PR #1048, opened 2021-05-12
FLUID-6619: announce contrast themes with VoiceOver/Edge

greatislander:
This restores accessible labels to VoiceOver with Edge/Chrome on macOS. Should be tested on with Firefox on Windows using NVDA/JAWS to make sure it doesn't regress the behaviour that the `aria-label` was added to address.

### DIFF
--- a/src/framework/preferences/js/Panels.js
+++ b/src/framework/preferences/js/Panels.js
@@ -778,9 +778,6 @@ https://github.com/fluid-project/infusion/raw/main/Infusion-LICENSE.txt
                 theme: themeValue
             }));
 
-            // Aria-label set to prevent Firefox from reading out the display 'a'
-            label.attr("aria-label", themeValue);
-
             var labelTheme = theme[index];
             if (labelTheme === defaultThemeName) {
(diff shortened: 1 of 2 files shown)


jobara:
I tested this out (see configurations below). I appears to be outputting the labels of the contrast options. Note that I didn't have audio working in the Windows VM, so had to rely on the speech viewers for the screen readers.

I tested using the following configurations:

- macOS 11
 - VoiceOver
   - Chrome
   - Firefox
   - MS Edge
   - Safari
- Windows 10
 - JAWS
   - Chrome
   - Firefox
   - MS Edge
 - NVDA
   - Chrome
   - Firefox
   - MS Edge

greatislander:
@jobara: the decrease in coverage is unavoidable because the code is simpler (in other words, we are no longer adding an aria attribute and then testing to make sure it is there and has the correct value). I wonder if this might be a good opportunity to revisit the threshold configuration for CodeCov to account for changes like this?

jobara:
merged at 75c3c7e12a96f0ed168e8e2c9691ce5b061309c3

● ● ● ● ● ● ●

WHAT IS NEEDED: Every line of the listing that includes the word "preferences" must be copied.

REPLY:
--- a/src/framework/preferences/js/Panels.js
+++ b/src/framework/preferences/js/Panels.js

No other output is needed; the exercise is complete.